Instructions to follow
If a line includes "https", copy it out of the entries.

Data shown

PR #194, opened 2020-02-07
StudentQuiz: Behat tests failing due to how data is passed to JS

lamtranb:
Hi all,

Sometimes behat will fail if behat test site has long domain name. 

> Too much data passed as arguments to js_call_amd("mod_studentquiz/comment_area", "generate"). Generally there are better ways to pass lots of data from PHP to JavaScript, for example via Ajax, data attributes, ... . This warning is triggered if the argument string becomes longer than 1024 characters.

I have fixed it. Please help me review it.

Thanks.


lamtranb:
Hi all,

Behat works fine with my travis build
[https://travis-ci.org/lamtranb/moodle-mod_studentquiz/builds/648277084](https://travis-ci.org/lamtranb/moodle-mod_studentquiz/builds/648277084)

But it does not seem to work here
[https://travis-ci.org/frankkoch/moodle-mod_studentquiz/builds/648216470](https://travis-ci.org/frankkoch/moodle-mod_studentquiz/builds/648216470)
> Selenium server is not running, you need to start it to run tests that involve Javascript. More info in https://docs.moodle.org/dev/Running_acceptance_test

Please help me review.
Many thanks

Solved exercise
[https://travis-ci.org/lamtranb/moodle-mod_studentquiz/builds/648277084](https://travis-ci.org/lamtranb/moodle-mod_studentquiz/builds/648277084)
[https://travis-ci.org/frankkoch/moodle-mod_studentquiz/builds/648216470](https://travis-ci.org/frankkoch/moodle-mod_studentquiz/builds/648216470)
> Selenium server is not running, you need to start it to run tests that involve Javascript. More info in https://docs.moodle.org/dev/Running_acceptance_test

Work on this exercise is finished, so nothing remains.